Picking up your dog’s poop in a plastic bag sounds like the right thing to do, but it is not without environmental consequences. Massive amounts of poop in plastic bags take up considerable space in landfills. But it is even worse to leave it behind, possibly close enough to pollute waterways or spread disease.

While it may not be the most pleasant practice for one’s nostrils, there is a growing trend among pet owners to compost their critters’ waste. For those who own two or more dogs, for example, composting becomes both an economical and environmental benefit.

It is a particularly interesting notion to compost animal waste, when considering that the Environmental Protection Agency recently estimated that the typical dog excretes three quarters of a pound of waste each day. That means one little doggie is creating about 275 pounds of poo per year for our landfills.

Environmentalists believe the total could be cut in half through composting efforts, which would save landfill space, cut down on the energy required to transport and dispose of the waste, while also replenishing lawns in the backyards of those pet owners.

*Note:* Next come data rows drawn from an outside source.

PR #494, opened 2017-03-24
APEXCORE-662 setting appropriate log level

KapoorHitesh:
@vrozov please review.

### DIFF
--- a/engine/src/main/java/com/datatorrent/stram/StreamingContainerManager.java
+++ b/engine/src/main/java/com/datatorrent/stram/StreamingContainerManager.java
@@ -780,7 +780,7 @@ public class StreamingContainerManager implements PlanContext
           //LOG.debug("{} {} {}", c.getExternalId(), currentTms - sca.createdMillis, this.vars.heartbeatTimeoutMillis);
           // container allocated but process was either not launched or is not able to phone home
           if (currentTms - sca.createdMillis > 2 * this.vars.heartbeatTimeoutMillis) {
-            LOG.error("Container {}@{} startup timeout ({} ms).", c.getExternalId(), c.host, currentTms - sca.createdMillis);
+            LOG.warn("Container {}@{} startup timeout ({} ms).", c.getExternalId(), c.host, currentTms - sca.createdMillis);
             containerStopRequests.put(c.getExternalId(), c.getExternalId());
           }
         } else {
@@ -788,9 +788,9 @@ public class StreamingContainerManager implements PlanContext
             if (!isApplicationIdle()) {
               // Check if the heartbeat for this agent has already been missed to raise the StramEvent only once
               if (sca.lastHeartbeatMillis != -1) {
-                String info = String.format("Container %s@%s heartbeat timeout (%d%n ms).", c.getExternalId(), c.host, currentTms - sca.lastHeartbeatMillis);
-                LOG.error(info);
-                StramEvent stramEvent = new StramEvent.ContainerErrorEvent(c.getExternalId(), info, null);
+                String info = String.format("Container %s@%s heartbeat timeout  (%d%n ms).", c.getExternalId(), c.host, currentTms - sca.lastHeartbeatMillis);
+                LOG.warn(info);
+                StramEvent stramEvent = new StramEvent.ContainerErrorEvent(c.getExternalId(), info, null, StramEvent.LogLevel.WARN);
                 stramEvent.setReason(info);
                 recordEventAsync(stramEvent);
                 sca.lastHeartbeatMillis = -1;


engine/src/main/java/com/datatorrent/stram/StreamingContainerManager.java
```diff
@@ -780,16 +780,16 @@ public void monitorHeartbeat(boolean waitForRecovery)
           //LOG.debug("{} {} {}", c.getExternalId(), currentTms - sca.createdMillis, this.vars.heartbeatTimeoutMillis);
           // container allocated but process was either not launched or is not able to phone home
           if (currentTms - sca.createdMillis > 2 * this.vars.heartbeatTimeoutMillis) {
-            LOG.error("Container {}@{} startup timeout ({} ms).", c.getExternalId(), c.host, currentTms - sca.createdMillis);
+            LOG.info("Container {}@{} startup timeout ({} ms).", c.getExternalId(), c.host, currentTms - sca.createdMillis);
```
vrozov: @tweise I disagree that it is info level message. With the normal flow of operations, heartbeat should not timeout. It is an indication of slow/busy Yarn cluster or improper (for that cluster) timeout settings. If not error, it should be a warning.

engine/src/main/java/com/datatorrent/stram/StreamingContainerManager.java
```diff
@@ -780,16 +780,16 @@ public void monitorHeartbeat(boolean waitForRecovery)
...
           }
         } else {
           if (currentTms - sca.lastHeartbeatMillis > this.vars.heartbeatTimeoutMillis) {
             if (!isApplicationIdle()) {
               // Check if the heartbeat for this agent has already been missed to raise the StramEvent only once
               if (sca.lastHeartbeatMillis != -1) {
-                String info = String.format("Container %s@%s heartbeat timeout (%d%n ms).", c.getExternalId(), c.host, currentTms - sca.lastHeartbeatMillis);
-                LOG.error(info);
+                String info = String.format("Container %s@%s heartbeat timeout  (%d%n ms).", c.getExternalId(), c.host, currentTms - sca.lastHeartbeatMillis);
+                LOG.info(info);
```
vrozov: Log level is inconsistent with ContainerErrorEvent created.

KapoorHitesh: I have changed the log level of both, the log message and the StramEvent to warning.

engine/src/main/java/com/datatorrent/stram/StreamingContainerManager.java
```diff
@@ -780,17 +780,17 @@ public void monitorHeartbeat(boolean waitForRecovery)
...
           if (currentTms - sca.lastHeartbeatMillis > this.vars.heartbeatTimeoutMillis) {
             if (!isApplicationIdle()) {
               // Check if the heartbeat for this agent has already been missed to raise the StramEvent only once
               if (sca.lastHeartbeatMillis != -1) {
-                String info = String.format("Container %s@%s heartbeat timeout (%d%n ms).", c.getExternalId(), c.host, currentTms - sca.lastHeartbeatMillis);
-                LOG.error(info);
-                StramEvent stramEvent = new StramEvent.ContainerErrorEvent(c.getExternalId(), info, null);
+                String info = String.format("Container %s@%s heartbeat timeout  (%d%n ms).", c.getExternalId(), c.host, currentTms - sca.lastHeartbeatMillis);
+                LOG.warn(info);
+                StramEvent stramEvent = new StramEvent.ContainerErrorEvent(c.getExternalId(), info, null, StramEvent.LogLevel.WARN);
```
vrozov, line 793: @Hitesh-Scorpio I'd suggest waiting for @tweise to respond before making code changes. The timeout here has quite significant impact on application and will lead to downstream operators being re-deployed.

vrozov:
Use APEXCORE-680 for PR and commit comment. The APEXCORE-662 is resolved.

tweise:
@vrozov to me this is part of the original work, the overall problem is that changes are made that aren't required for the original task and then there is a debate after the fact. IMO the correct action here would be to re-open the original JIRA and with the fix version set to ensure that follow-up work is done prior to a release.

engine/src/main/java/com/datatorrent/stram/StreamingContainerManager.java
tweise: The "stram" event is a user facing concept and logging is internal. For the user the container not starting or failing is probably means "error", for Apex engine it is not. Error logging should be appropriate to diagnose issues with Apex, and hence the log4j level cannot be error (it isn't an error in the engine).  If what we set on the event is called "log level", then perhaps it should be the same, but I don't see how that information is important to the user. I would suggest the event to have its own severity that should not be coupled to log4j logging.

vrozov:
The new JIRA is created as a sub-task of APEXCORE-662. Re-opening JIRA will not prevent the release. Equally, APEXCORE-680 can be marked for 3.6.0 release and be kept open to ensure that there is an agreement on the log level before the release goes out.

tweise:
In which case creating an extra JIRA is unnecessary. For future occurrences please re-open with fix version set. And let's try to avoid this churn altogether.

engine/src/main/java/com/datatorrent/stram/StreamingContainerManager.java
vrozov: logs are created not for the apex engine, but for dev-ops and apex developers to analyze and troubleshoot problems both in the engine itself and in the run-time environments. It will be confusing for users to get ContainerErrorEvent and not to have any indication of the problem in the AppMaster logs.

 To me, this is similar to a checked exception in Java. Checked exceptions are handled by an application, but they are still exceptions and need to be logged as errors or warnings.

I was not referring to the StramEvent level, the event that is raise is Container*Error*Event and it should use default level for the Event.

vrozov:
I would prefer to have an extra JIRA in this case (and similar) where the debate and new PR is not directly related to the original JIRA functionality (no change how StramEvent is raised in a case of a heartbeat timeout). In case we need to discuss it further, let's move it to dev@apex.

IMO, there was sufficient time for anyone to raise a concern after I suggested log level to be changed as part of PR #486 and the PR being merged.

tweise:
Sufficient time is subjective. What is clear to me however is that the tendency to add extra changes to PRs that are not necessary to address the original objective needs to be addressed.

engine/src/main/java/com/datatorrent/stram/StreamingContainerManager.java
tweise: The event is not due to an internal error or condition that cannot be handled by the system and hence ERROR level in log4j isn't appropriate. This has been discussed before and we don't use logging at this level for similar conditions elsewhere (at least I hope that is still the case). 

Exception handling: If an exception is "handled", then there is normally no need to also log it (at least not as error). Such logging usually occurs for exceptions that are not handled in a catch all handler, where there is no other action that can be taken.
 
I don't want to go in circles. If we cannot reach agreement then the logger change needs to be reverted as part of the original JIRA.

vrozov:
Log level changes were not extra changes for the PR #486. As I mentioned in my other comment, it would be confusing to get ContainerErrorEvent and no corresponding log entry.

engine/src/main/java/com/datatorrent/stram/StreamingContainerManager.java
vrozov: @tweise Do you agree to change both LOG levels to WARN? I disagree with INFO level, but my original suggestion was to change it to WARN (or ERROR), so I am OK with WARN.

tweise: Yep, WARN looks reasonable.

engine/src/main/java/com/datatorrent/stram/StreamingContainerManager.java
```diff
@@ -780,17 +780,17 @@ public void monitorHeartbeat(boolean waitForRecovery)
...
           }
         } else {
           if (currentTms - sca.lastHeartbeatMillis > this.vars.heartbeatTimeoutMillis) {
             if (!isApplicationIdle()) {
               // Check if the heartbeat for this agent has already been missed to raise the StramEvent only once
               if (sca.lastHeartbeatMillis != -1) {
-                String info = String.format("Container %s@%s heartbeat timeout (%d%n ms).", c.getExternalId(), c.host, currentTms - sca.lastHeartbeatMillis);
-                LOG.error(info);
-                StramEvent stramEvent = new StramEvent.ContainerErrorEvent(c.getExternalId(), info, null);
+                String info = String.format("Container %s@%s heartbeat timeout  (%d%n ms).", c.getExternalId(), c.host, currentTms - sca.lastHeartbeatMillis);
```
vrozov, line 791: @Hitesh-Scorpio can you change "info" to "msg" to avoid any confusion with log4j level.

engine/src/main/java/com/datatorrent/stram/StreamingContainerManager.java
vrozov, line 793: @Hitesh-Scorpio I would prefer to keep ContainerErrorEvent with the default level (agree with @tweise that log4j level and StramLevel are independent).

KapoorHitesh:
Closing this PR refer : https://github.com/apache/apex-core/pull/498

There are some tips, and drawbacks, that nature lovers and pet lovers are quick to agree upon. First, you want to be sure to keep your dog and cat compost separate from any other kitchen waste compost bin. Second, avoid using the pet compost on garden vegetables as the waste contains highly toxic pathogens that the average garden compost cannot break down. This is true, even after dog or cat compost has matured. Third, be sure to keep your homemade dog or cat compost away from ponds, wells or other water sources.

Compost is created to enrich the soil for plant life, and its bin should be made of wire or plastic. Suggestions from pet experts call for taking a plastic garbage bin, drilling about a dozen holes into its side, and cutting out the bottom, so it stands as an upright cylinder. You then dig a hole deep enough to bury the bin, nearly to the top, allowing enough room for the lid to be snapped in place. Two to three inches of rock in the bottom of the bin provides drainage, and then add the pet feces, a septic starter (available in most supermarkets) and water. A “greener” compost is possible by adding sawdust instead of septic starter (basic rule is two parts of waste for every one part of sawdust). After placing the lid on the bin, all that is left is to add poop as it becomes available – which we know is daily.

Others recommend adding grass clippings to the dog waste for the effect of a high-nitrogen “green” material. When an appropriate carbon source is added to that mix, an effective composting material is created. Once the compost has matured for a few months, it is ready to spread and enrich the soil

While more pet owners are considering composting bins in their own backyards, it is also becoming more common to see groups take on composting projects to help the environment in their neighborhoods, at dog parks or doggie daycare centers. The next trend, quite likely, will be enterprising capitalists who would charge a weekly fee to pick up dog poop and compost it.

As an example of a city taking on pet waste composting, Tails magazine reported that municipal officials in Montreal, Canada, have been composting dog waste since 2004. The results? Approximately a ton of dog waste and 7,000 plastic bags are diverted from the landfill each year.